64. When one is calculating division of net family property, are there any exceptions, any money or assets that do not need to be counted?
ANSWER: yes, “excluded property”

65. What is excluded property?
ANSWER: money you got from a car accident or other personal injury settlement or court order, money you inherited or was a gift to you personally and not to you and your spouse or family after date of marriage, money you got from a life insurance policy payout, and property from which the above can be traced excluding the matrimonial home, meaning  if you put that money into the matrimonial home it ceased to be excluded, but if you spent it on other property that was owned only by you or you and people other than your spouse, it is still excluded.

66. If we are not married just living together, will one of us be liable to pay the other spousal support?
ANSWER: It depends how long you co-habited, and in what province you live in. In Ontario you are potentially liable after three years. This means continuous co-habitation so any separation of over 90 days starts the time clock all over again. So if you don’t want to be “on the hook”, split up for over 90 days before your third anniversary.
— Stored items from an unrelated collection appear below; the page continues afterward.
PR #179, opened 2022-08-15
Index validation fix

Boneyan:
Correct blob size comparison in index validation

### DIFF
--- a/CHANGELOG.md
+++ b/CHANGELOG.md
@@ -10,7 +10,7 @@ Pearl changelog
 
 
 #### Fixed
-- Correct blob size comparison in index validation
+- Correct blob size comparison in index validation (#179)
 
 #### Updated
 
--- a/CHANGELOG.md
+++ b/CHANGELOG.md
@@ -10,7 +10,7 @@ Pearl changelog
 
 
 #### Fixed
-
+- Correct blob size comparison in index validation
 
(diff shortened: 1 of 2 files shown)


src/tools/validation.rs
```diff
@@ -20,7 +20,11 @@ where
 
     static_assertions::const_assert_eq!(HEADER_VERSION, 5);
     let header = read_index_header(path)?;
-    let blob_size = path.metadata()?.len();
+    let blob_path = path.with_extension("blob");
+    if !blob_path.exists() {
+        return Err(Error::index_header_validation_error("blob file doesn't exist").into());
```
ikopylov, line 25: This should not be an error. This should be a warning and the validation should be started anyway and obviously should not fail on invalid blob size (for simplicity, you can pass size from the index header if blob is not exists)

CHANGELOG.md
```diff
@@ -10,7 +10,7 @@ Pearl changelog
 
 
 #### Fixed
-
+- Correct blob size comparison in index validation
```
ikopylov, line 13: Add number of issue or pull request (in this case) inside braces
```suggestion
- Correct blob size comparison in index validation (#179)
```

ikopylov (approved):
LGTM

This assumes you have no children. See s. 29 of the FLA. States that if you have children, (they need not be biologically your own, e.g. adopted or if you have a parent-child relationship with them) you could be on the liable for spousal support in less than three years.      

67. How much does a simple divorce cost?
ANSWER: If it is truly simple and uncontested the court fees and the cost tot get a certificate come to $455 (these may be raised). You must use a third party to serve your spouse and if you hire a process server this could cost anywhere from $40 to a hundred (more if they avoid service or they can’t be easily located, then you may need to get an Order for Substitute Service). Lawyer’s fees start at $700 + HST. So budget for a minimum of $1400. 

68. What is difference between an uncontested and a joint divorce?
ANSWER: Not much. They are very similar. The hassle of doing a joint affidavit and other joint forms usually mean it is quicker, simpler and a bit cheaper to do an Uncontested where one party serves the other and when the other does not reply within  30 days it proceeds as uncontested.

69. What are the legal grounds for divorce? Do I have to prove that my spouse has been cheating on me or abusing me?
ANSWER: Under the Divorce Act sec. 8 the only grounds needed are a year of separation, adultery, and cruelty (mental or physical)which is of such an extent that it renders continued cohabitation “intolerable”. In regard to the 365 days of separation that if a partner or spouse get back together with a view to salvaging the relationship for a period of more than 90 days, the one year period disappears and then we must start the time calculation of one year all over again. This is from the Divorce Act subs. 8(3)(b)(ii and is often repeated in Separation Agreements.

70. Do I have to provide photos or videos of my spouse having sex with their secret lover?
ANSWER: Not necessarily, it is up to the judge what evidence is persuasive, but it is much easier to simply wait until 12 months of separation and then file on that basis. Judges prefer that.

71. Do I have to have police proof that my spouse has been hitting me? 
ANSWER: Technically “no” but in practice “yes”, or (less persuasive) get medical reports; otherwise it is a “he said-she said” case. (Unless there were several witnesses who are not relatives or friends of you.)

72. How come judge won't give us a divorce up front and why must we fight over the custody and money before we can get the divorce?
ANSWER: Family Law Rule 12(6) provides that a judge on motion (meaning at least one party must make a motion to apply for this) may make a corollary relief order severing the divorce from all the other issues of the case only if satisfied that neither spouse will be disadvantaged and that reasonable child support arrangements have been made. If there is no separation agreement or court order for child support etc. and if other major issues are still in dispute, the judge is unlikely to grant the motion. Thus in most cases the divorce is left to the end of the case after all the custody and financial issues have been settled or ordered. Beware of paralegals who promise to get you a divorce quickly and cheaply before all the other issues have been dealt with.    

73. Should I change my will if we separate?
ANSWER: “Yes”, if you don’t want your spouse to inherit your estate. If you have no will he or she will inherit under the Succession Law Reform Act until you get a divorce. To avoid any conflict between the family law and the law regarding estates it is best to revise wills to reflect your current desires.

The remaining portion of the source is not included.